What do you mean by "neutralize" ?


----------



## TIGHTER MITER (Jul 9, 2011)

lukachuki said:


> Use the same sealer you used the first time and just let the customer know that it will have to be done every 3 years or so.


I am the customer! I am a carpentry contractor, not a mason - I am not to sure what type of sealer they used at the time-


----------



## martymc (May 30, 2012)

did you use a solvent base sealer?


----------



## Chris Johnson (Apr 19, 2007)

That white film on the surface, is it a salt water pool or chlorine pool? It needs to be neutralized. It just won't wash off and it you just apply new sealer it will look great until it drys and that white will bleed thru and not look good. I'd you just wash it off it will still be there and again after you seal it will come back.

It's not that simple of a job and if done incorrectly can really look horrible. You may want to hire someone, watch them so you can do it yourself next time.


----------



## DManchester (Apr 20, 2012)

*sealer*

I see you are from NJ, Check out Sealant Depot, 
They are in Cinnaminson NJ.
Give them a call, talk to Matt. Great source of info. He'll straighten you out 

(856) 829-7325

Sealant Depot
1100 Taylor's Lane
Suite #4
Cinnaminson,NJ 08077 

sealantdepot.com


----------



## TIGHTER MITER (Jul 9, 2011)

Chris Johnson said:


> That white film on the surface, is it a salt water pool or chlorine pool? It needs to be neutralized. It just won't wash off and it you just apply new sealer it will look great until it drys and that white will bleed thru and not look good.
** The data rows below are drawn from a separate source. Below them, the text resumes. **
Issue #39993, opened 2026-08-04
[Refactor/Chore] API Machinery: Migrate API endpoints to layered application services


41tair:
### Self Checks

- [x] I have read the [Contributing Guide](https://github.com/langgenius/dify/blob/main/CONTRIBUTING.md) and [Language Policy](https://github.com/langgenius/dify/issues/1542).
- [x] This is only for refactors or chores; if you would like to ask a question, please head to [Discussions](https://github.com/langgenius/dify/discussions/categories/general).
- [x] I have searched for existing issues [search for existing issues](https://github.com/langgenius/dify/issues), including closed ones.
- [x] I confirm that I am using English to submit this report, otherwise it will be closed.
- [x] 【中文用户 & Non English User】请使用英语提交，否则会被关闭 ：）
- [x] Please do not modify this template :) and fill in all the required fields.

### Description

Migrate Dify API endpoints toward layered application services, using [#39822](https://github.com/langgenius/dify/pull/39822) as the initial reference implementation.
The goal is to make API dependencies, business boundaries, database access, and side effects explicit while preserving existing behavior unless an API contract change is intentionally approved.
This is an umbrella issue for the complete API Machinery migration. Individual controller/resource families can be claimed and implemented through separate PRs.

escape0707:
@41tair  I've revised #39974 and marked it as Ready for Review. Although the CI is failing due to unrelated toolchain downloading process.
Could you please give review and advice?

fszcd:
I'd like to take the Console tag resource family (`controllers/console/tag/tags.py`) as a separate layer of this migration. I could not find an open PR covering this boundary.

Planned scope:
- move tag list/create/update/delete and binding orchestration behind a framework-neutral application service;
- give persistence its own short-lived SQLAlchemy session/transaction boundary instead of passing `db.session` from controllers;
- keep tenant scoping, role checks, snippet RBAC behavior, routes, and response contracts unchanged;
- add focused service/repository/controller regression tests and architecture checks.

I'll keep this as one atomic PR and mark it as part of #39993.

PR #40094, opened 2026-08-06
refactor(api): extract recommended app query service

hjlarry:
> [!IMPORTANT]
>

## Summary

Part of https://github.com/langgenius/dify/issues/39993

## Intentional migration boundaries

Several parts of this implementation are transitional rather than the intended final layering.

| Transitional state | Why it remains in this PR | Follow-up condition |
| --- | --- | --- |
| `LegacyRecommendedAppCatalogGateway` adapts dictionaries and `App` ORM objects | The builtin, remote, and database retrieval implementations currently return different shapes. The remote Learn Dify path can also fall back to the database and return ORM-backed data. Rewriting every provider would significantly expand this controller-focused PR. | Once every provider implements the typed catalog port and returns persistence-neutral records, the compatibility gateway and its mapping code can be deleted. |
| Legacy retrieval methods still accept a SQLAlchemy `Session` | The existing shared protocol requires a session even for builtin and remote implementations that do not use it. It also contains existing cross-provider fallback behavior. | Once providers are migrated independently, only the database adapter should own a session; builtin and remote adapters should no longer depend on SQLAlchemy. |
| Remote retrieval still reads Flask request/config state directly | Origin forwarding and remote fallback behavior currently live inside the legacy retrieval implementation. Moving them here would mix an HTTP-client redesign into this PR. | Once the remote provider receives explicit configuration, request metadata, and an HTTP client, it can implement the catalog port directly. |
| Database retrieval still combines querying, ORM models, response shaping, and DSL export | These responsibilities already exist together and changing them would affect more than the recommended-app query controller contract. This PR only makes that dependency explicit and keeps it outside the application service. | A later database-provider migration can introduce typed read models, keep SQLAlchemy inside a repository, and expose DSL export through an explicit port. |
| Controllers still use `with_current_user` to read `interface_language` | The current `RequestContext` does not carry locale information. Changing admission/context construction would affect many unrelated controllers. The application service therefore receives only the scalar language value and does not receive the ORM `Account`. | Once locale becomes part of the stable request context, or account preferences are exposed through a query port, these controllers can stop depending on `current_user`. |
| `RecommendedAppService` still exists | Its remaining methods belong to different flows: runtime admission (`get_app`), trial usage writes (`add_trial_app_record`), and the deployment-level trial flag. They are not part of the read-path migration in this PR. | Trial writes should first move to a transactional command/repository, followed by a separate runtime-admission refactor. The legacy service can be removed after both paths are migrated. |

These compromises are intentionally contained behind the compatibility gateway and composition root. New query behavior can now be implemented in the application service without adding further dependencies to the legacy stack.

## Follow-up work

1. Move trial usage writes out of `RecommendedAppService`, with repository-owned transactions and an atomic usage increment.
2. Migrate runtime trial admission and `get_app_model_with_trial`.
3. Replace the legacy builtin, remote, and database retrieval implementations with typed catalog adapters.
4. Remove `LegacyRecommendedAppCatalogGateway`, the old retrieval factory, and `RecommendedAppService`.
5. Consolidate the recommended-app service and repository modules once the final feature boundary is established.

## Screenshots

| Before | After |
| ------ | ----- |
| ...    | ...   |

## Checklist

### DIFF
--- a/api/.importlinter
+++ b/api/.importlinter
@@ -125,3 +125,21 @@ forbidden_modules =
     repositories
     sqlalchemy
     werkzeug
+
+[importlinter:contract:recommended-app-query-service-boundary]
+name = Recommended app query application service is framework and persistence neutral
+type = forbidden
+source_modules =
+    services.recommended_app_query_service
+forbidden_modules =
+    configs
+    controllers
+    extensions
+    flask
+    models
+    repositories
+    services.recommend_app
+    services.recommended_app_query_compat
+    services.recommended_app_service
+    sqlalchemy
+    werkzeug
--- a/api/.importlinter
+++ b/api/.importlinter
@@ -58,3 +58,21 @@ forbidden_modules =
     services.workspace_member_role_resolver
     sqlalchemy
     werkzeug
+
+[importlinter:contract:recommended-app-query-service-boundary]
+name = Recommended app query application service is framework and persistence neutral
+type = forbidden
+source_modules =
+    services.recommended_app_query_service
+forbidden_modules =
+    configs
+    controllers
+    extensions
+    flask
+    models
+    repositories
+    services.recommend_app
+    services.recommended_app_query_compat
+    services.recommended_app_service
+    sqlalchemy
+    werkzeug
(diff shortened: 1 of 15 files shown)


hjlarry:
Superseded by #40207 so this refactor can serve as the bottom layer of native GitHub stack #40211. The replacement points to the same commit (`7c61bbed55f36ad36dc70395cafb841faea7fdd1`), and the next refactor layer is #40208. Review and development continue on the new stack.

I'd you just wash it off it will still be there and again after you seal it will come back.
> 
> It's not that simple of a job and if done incorrectly can really look horrible. You may want to hire someone, watch them so you can do it yourself next time.
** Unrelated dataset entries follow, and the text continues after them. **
PR #40137, opened 2026-08-07
feat: support accessibility checks in CI

iamjoel:
## Summary

- Add page-scoped WCAG A and AA Axe scans for the main console pages, with readable reports for detected violations.
- Add a manually triggered GitHub Actions workflow that can select a page and WCAG level without running accessibility scans on every push.
- Add a targeted `lint:a11y` command that reuses the existing `jsx-a11y` rules for selected frontend files or directories.

Implements SNP-632

## Checklist


e2e/features/step-definitions/common/navigation.steps.ts
```diff
@@ -4,6 +4,30 @@ import { expect } from '@playwright/test'
...
 
+type MainPageConfig = {
+  heading?: string
+  path: string
+  readyText?: string
+}
+
+const mainPages: Record<string, MainPageConfig> = {
+  Agents: { path: '/agents', heading: 'Agents' },
+  Home: { path: '/' },
```
lyzno1: Axe analyzes the DOM state that exists at the instant analyze() runs. For Home, this config only waits for the URL and active navigation link. The Home route can still be rendering its Suspense skeleton while HomeContent waits for the prefetched queries, so this scan can pass without inspecting the actual home content. Please make each page configuration wait for a feature-owned content-ready locator before running Axe; Home in particular needs a stable element that only appears after HomeContent resolves.

.github/workflows/accessibility-e2e.yml
```diff
@@ -0,0 +1,105 @@
...
+          - all
+      level:
+        description: WCAG level to scan
+        required: true
+        default: aa
+        type: choice
+        options:
+          - aa
+          - a
+          - both
```
lyzno1: The AA scan already includes every tag used by the A scan. With axe-core 4.12.1, the current A set selects 63 rules and the AA set selects 70 rules, with zero A rules missing from AA. Therefore both starts two full reset/build/runtime jobs and rescans the same A rules without adding coverage. Please remove this option, or produce separate A/AA reporting from one AA run if separate reporting is a product requirement.

e2e/package.json
```diff
@@ -4,6 +4,9 @@
   "type": "module",
   "scripts": {
     "e2e": "tsx ./scripts/run-cucumber.ts",
+    "e2e:accessibility": "pnpm run e2e:accessibility:a",
```
lyzno1: This generic command unexpectedly runs only Level A, while the workflow defaults to AA and the AA configuration is the stronger superset. A developer invoking e2e:accessibility will miss the seven AA-only rules. Please either remove the ambiguous alias or make it run the intended default, preferably AA.

web/scripts/a11y/oxlint.config.ts
```diff
@@ -0,0 +1,23 @@
+import type { OxlintConfig } from 'vite-plus/lint'
+import { lintConfig } from '../../../lint.config.ts'
+
+const webTsxOverride = lintConfig.overrides?.find(
+  (override) =>
```
lyzno1: This does not add an accessibility check that the repository lacks. The root lint configuration already enables the same 32 jsx-a11y rules for web/**/*.tsx, vp check already loads that configuration, and vp check accepts scoped paths. This creates a second raw-Oxlint execution path that introspects the exact shape of the root override, while the new CI workflow does not call it. Unless an a11y-only local diagnostic has a documented consumer that cannot use scoped vp check, please remove lint:a11y and keep the root Vite+ configuration as the single owner.

e2e/features/accessibility/agents/a.feature
```diff
@@ -0,0 +1,9 @@
+@accessibility @axe @wcag-a @wcag-page-agents @authenticated
```
lyzno1: The audit matrix is currently represented by twelve nearly identical feature files: every page and level duplicates the same setup, navigation, assertion, and disclaimer. This is test-runner configuration rather than twelve distinct behavior specifications, and every new page must now update workflow choices, navigation config, tags, folders, and two files. Please consolidate the matrix with a Scenario Outline and tagged Examples, or keep one page scenario at the AA level if Level A does not need a separate report. Cucumber supports tags on Examples blocks, so page and level selection do not require copied feature files.

lyzno1 (commented):
I reviewed this as a Cucumber/Playwright E2E strategy, not only as an Axe API integration. Keeping Axe in a dedicated @axe lane and reusing the repository-owned runner lifecycle, authentication, diagnostics, and artifacts is the right boundary. The default functional suite should not pay for a full-page audit on every scenario.

The current workflow is still an opt-in audit rather than a CI regression gate because it only uses workflow_dispatch, and this head has no WCAG workflow run yet. That can be intentional, but the PR should validate at least the AA/all path once before merge. The selection commands should also include @axe explicitly so that @wcag-* and @wcag-page-* remain qualifiers inside the accessibility suite rather than becoming independent global tags.

The inline comments cover the concrete issues I recommend addressing before relying on this signal.

e2e/features/step-definitions/common/navigation.steps.ts
```diff
@@ -4,6 +4,30 @@ import { expect } from '@playwright/test'
 import { waitForAppsConsole } from '../../../support/apps'
 import { waitForConsoleHome } from '../../../support/home'
 
+type MainPageConfig = {
+  heading?: string
+  path: string
+  readyText?: string
+}
+
+const mainPages: Record<string, MainPageConfig> = {
```
lyzno1: This shared registry is premature in common/. The two generic steps and this page map are consumed only by the new accessibility features, while common/ is reserved for genuinely cross-capability behavior. It also makes this file a second owner of route paths and readiness contracts next to feature helpers such as waitForAppsConsole and waitForConsoleHome. Keep the page matrix under the accessibility capability until another feature genuinely reuses the same behavior, and delegate readiness to feature-owned helpers instead of centralizing feature details here.

lyzno1 (commented):
Additional strict pass against the repository E2E contract and the Cucumber/Playwright authoring guidance:

- The tag taxonomy itself can be sound: @accessibility is the existing capability group, @axe is the opt-in expensive audit lane, and @wcag-* / @wcag-page-* are selectors. The commands need to preserve that hierarchy explicitly.
- A dedicated Axe lane is preferable to injecting a global scan into every functional scenario. Global after-each scans would slow unrelated journeys, scan arbitrary transient states, and blur behavior failures with audit failures.
- Reusing the Cucumber runner for lifecycle, authentication, isolation, diagnostics, and reports is reasonable. That does not require representing the page/level matrix as many copied behavior specifications.
- workflow_dispatch alone creates a manual audit, not a regression gate. If that is the intended product, name and document it as such. If CI enforcement is intended, give it an automatic scheduled or post-merge consumer rather than implying that this PR adds a continuously enforced check.

The additional inline comments focus on ownership, locator/assertion quality, thin step glue, audit completeness, and tag selection semantics.

e2e/features/step-definitions/common/navigation.steps.ts
```diff
@@ -20,6 +48,21 @@ Then('I should stay on the apps console', async function (this: DifyWorld) {
...
+
+  await expect.poll(() => new URL(page.url()).pathname).toBe(config.path)
+  await expect(page.getByRole('link', { name: pageName, exact: true })).toHaveAttribute(
+    'aria-current',
+    'page',
+  )
+  if (config.heading)
+    await expect(page.getByRole('heading', { name: config.heading, exact: true })).toBeVisible()
+  if (config.readyText)
+    await expect(page.getByText(config.readyText, { exact: true }).first()).toBeVisible()
```
lyzno1: Using getByText(...).first() turns an ambiguous text match into an arbitrary readiness signal. That is exactly the locator pattern Playwright recommends avoiding. The Integrations UI already exposes a named region for Model Provider through IntegrationSectionLayout, so this can use getByRole("region", { name: "Model Provider" }) and wait for the actual content owner. The URL assertion above should likewise use expect(page).toHaveURL(...) instead of a custom expect.poll around page.url(), which gives better Playwright diagnostics and follows the web-first assertion model.

e2e/features/step-definitions/accessibility/axe.steps.ts
```diff
@@ -0,0 +1,62 @@
...
+    )
+    .join('\n\n')
+
+const checkCurrentPage = async (world: DifyWorld, level: WcagLevel) => {
+  const results = await new AxeBuilder({ page: world.getPage() })
+    .withTags(wcagTagsByLevel[level])
+    .analyze()
+  const formattedViolations = formatViolations(results.violations)
+
+  if (results.violations.length > 0) {
```
lyzno1, line 29: For a manually consumed accessibility audit, dropping results.incomplete loses the items that Axe could not decide automatically and that require manual review. They should not fail this automated gate, but they should be attached to the Cucumber report with the scanned URL and level. Otherwise a green artifact presents only violations and hides the manual-review queue that Axe intentionally returns.

e2e/features/step-definitions/accessibility/axe.steps.ts
```diff
@@ -0,0 +1,62 @@
...
+        2,
+      ),
+      'application/json',
+    )
+  }
+
+  expect(results.violations, formattedViolations).toEqual([])
+}
+
+Then(
```
lyzno1, line 61: These two step definitions differ only by the level literal, so the glue is encoding a tiny second language instead of using the Cucumber parameter model. Use one Cucumber Expression such as Level {word}, narrow the value to A | AA at the boundary, and call checkCurrentPage once. This keeps the step definition thin and removes another paired edit whenever the wording changes.

e2e/package.json
```diff
@@ -4,6 +4,9 @@
...
+    "e2e:accessibility:a": "tsx ./scripts/run-cucumber.ts --full -- --tags @wcag-a",
```
lyzno1: Selection should encode the suite boundary, for example @axe and @wcag-a (and the same for AA). @wcag-a is a qualifier of the Axe audit, not an independent global runtime tag. The one-page workflow expression and the documented command should also include @axe. This prevents future scenarios that happen to use a WCAG classification tag from being pulled into a full reset accessibility run.

.github/workflows/accessibility-e2e.yml
```diff
@@ -0,0 +1,105 @@
+name: WCAG Accessibility E2E
+run-name: WCAG ${{ inputs.level }} · ${{ inputs.page }}
+
+on:
+  workflow_dispatch:
```
lyzno1, line 5: This trigger makes the job a manual audit only; it will not detect regressions unless somebody remembers to run it, and the PR head currently has no WCAG run. If the requirement is a CI quality signal, add an automatic scheduled or post-merge invocation. If manual execution is intentional, rename the workflow and PR wording to avoid presenting it as an enforced CI check, and document who runs it and when.

web/scripts/a11y/oxlint.config.ts
iamjoel: Thanks — agreed that this does not add missing repository-wide accessibility coverage, and CI is not its intended consumer.

The consumer is a local page-scoped diagnostic:

`pnpm lint:a11y --deps <entry.tsx>`

Unlike `vp check <path>`, this mode resolves the entry file's transitive local imports, including path aliases, re-exports, and dynamic imports, and then runs only the jsx-a11y rules against the resulting JSX/TSX files. A scoped `vp check` checks only the supplied path or directory and also reports unrelated lint, formatting, and type diagnostics.

The rule definitions still come from the root lint configuration, so this does not maintain a second copy of the 32 rules. I agree that the local-only use case needs to be documented. I can add it to `docs/lint.md` and refactor the root config to export the Web jsx-a11y rules explicitly, so this script does not depend on finding a particular override shape.

web/scripts/lint-a11y.mjs
```diff
@@ -0,0 +1,202 @@
...
+    for (const importedFile of importedFiles) {
+      const resolvedModule = ts.resolveModuleName(
+        importedFile.fileName,
+        currentFile,
+        compilerOptions,
+        ts.sys,
+        resolutionCache,
+      ).resolvedModule
+
+      if (!resolvedModule || resolvedModule.isExternalLibraryImport) continue
```
lyzno1, line 157: [P1] This graph is not actually page-scoped. TypeScript marks workspace imports such as `@langgenius/dify-ui/button` as `isExternalLibraryImport`, so this branch discards local source outside `web/`; the `isWithinWebRoot` check would discard it as well. Running the same algorithm from the Home page entry also omits both `web/app/layout.tsx` and `web/app/(commonLayout)/layout.tsx`, because Next App Router composes those files without importing them from the page. In a representative resolution it skipped 54 workspace source files, including Dify UI controls. The result therefore cannot describe the JSX rendered by a page, despite the documented claim, and the ordinary `vp check` already owns these exact `jsx-a11y` rules. Please remove this parallel 202-line resolver/config subsystem, or define a narrower truthful contract and cover its Next route/workspace resolution behavior with tests and an actual automated consumer.

web/app/components/apps/app-list-catalog.tsx
```diff
@@ -68,6 +68,7 @@ function CatalogSkeleton() {
       className={`relative grow content-start ${APP_LIST_GRID_CLASS_NAME}`}
       role="status"
       aria-label={t(($) => $.loading, { ns: 'common' })}
+      data-testid="app-list-loading"
```
lyzno1: [P2] This production-only test hook is redundant: the same element already has `role="status"` and an accessible loading name, which is precisely the Playwright locator contract we should prefer. The same pattern is added to both Knowledge skeletons. Please keep the test coupled to user-observable semantics (or expose `aria-busy` on the owning region if that is the real readiness contract) and remove all three `data-testid` additions. A hidden test-id only says that a marker is absent; it does not itself prove which resolved content/error/empty branch is ready for the Axe snapshot.

.github/workflows/accessibility-e2e.yml
```diff
@@ -0,0 +1,101 @@
+name: Manual WCAG Accessibility Audit
+run-name: WCAG ${{ inputs.level }} · ${{ inputs.page }}
+
+on:
+  workflow_dispatch:
```
lyzno1, line 5: [P1] This is the only workflow that executes the new `@axe` scenarios, but there is no run for the current implementation. All three WCAG runs visible on this branch failed, and the latest one failed the actual Axe assertion; meanwhile the green normal Full-Stack E2E check excludes `@axe` in both Cucumber defaults. Please run the final AA/all command against this head and attach the result before merging. Otherwise the PR can be green while its entire advertised audit path remains unverified.

lyzno1 (commented):
I am not approving this head yet.

The overall Cucumber/Playwright boundary is now mostly sound: keeping Axe in an explicit `@axe` lane, excluding it from the default functional suite, and treating `@wcag-*` / `@wcag-page-*` as qualifiers is preferable to running a global Axe scan after every scenario. The workflow is also now accurately named as a manual audit rather than a regression gate.

There are still three blocking review points:

1. The new dependency-aware static lint command does not model a rendered Next.js page, while duplicating rules already enforced by `vp check`.
2. The readiness changes add test-only production attributes even though the loading elements already expose accessible status semantics.
3. The final Axe path has not been validated on this head. Every WCAG workflow run visible on this branch failed; the latest run is https://github.com/langgenius/dify/actions/runs/31141507287. The current green Full-Stack E2E job is not evidence for this change because both default Cucumber paths explicitly exclude `@axe`. This PR's own E2E contract says the AA/all path should be run when changing the workflow, matrix, or readiness contracts. Please provide a current AA/all execution result before merge.

The inline comments contain the concrete code changes I recommend.

web/app/components/apps/app-list-catalog.tsx
iamjoel: Removed.

lyzno1 (approved):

it is a chlorine pool- I can powerwash it - no problem - but what product do you use to neutralize the old sealer?


----------



## martymc (May 30, 2012)

if its a solvent based sealer you can simply mist it with Xylene to re melt it back into the surface. it looks like it has just separated from the surface for some reason. i have ran into this same problem with a patio i sealed about a year ago. i used a H&Q sealer from Sherwin Williams, i have yet to call them and see what there going to do about it.
fyi before you spray it make sure its dry and you give it a good broom sweep. If there is anything on the surface it will be stuck there for forever.


----------



## TIGHTER MITER (Jul 9, 2011)

DManchester said:


> I see you are from NJ, Check out Sealant Depot,
> They are in Cinnaminson NJ.
> Give them a call, talk to Matt. Great source of info. He'll straighten you out
> 
> ...


Thanks Brother- I am in touch with Matt and we are working on a solution (literally) to the problem- :thumbup:
I live close to you actually- in Howell - Did they rebuild the Clarksburg Inn after the fire? I have not been by there in a few years--It was on my commute to a job for years and I used to love seeing all the gutted deer hanging out front after hunting season-


----------



## parkers5150 (Dec 5, 2008)

nothing needs to be neutralized. the light spots are where your sealer has failed and lifted (no longer there). your first step is to find out what type of sealer was used in the first place so that you can proceed accordingly as far as "their" product is concerned. for example I use a solvent based product (lacquer) and I have never.... never had a call back for redo. That being said the "hillbilly Boyz" that I buy my stuff from have a product (which i'm sure is mostly lacquer thinner) that thety sell for redos. "roll it on and it melts and blends the old... then apply new""


----------



## dprimc (Mar 13, 2009)

If the color hardener is completely worn away, then just resealing it won't bring the color back. 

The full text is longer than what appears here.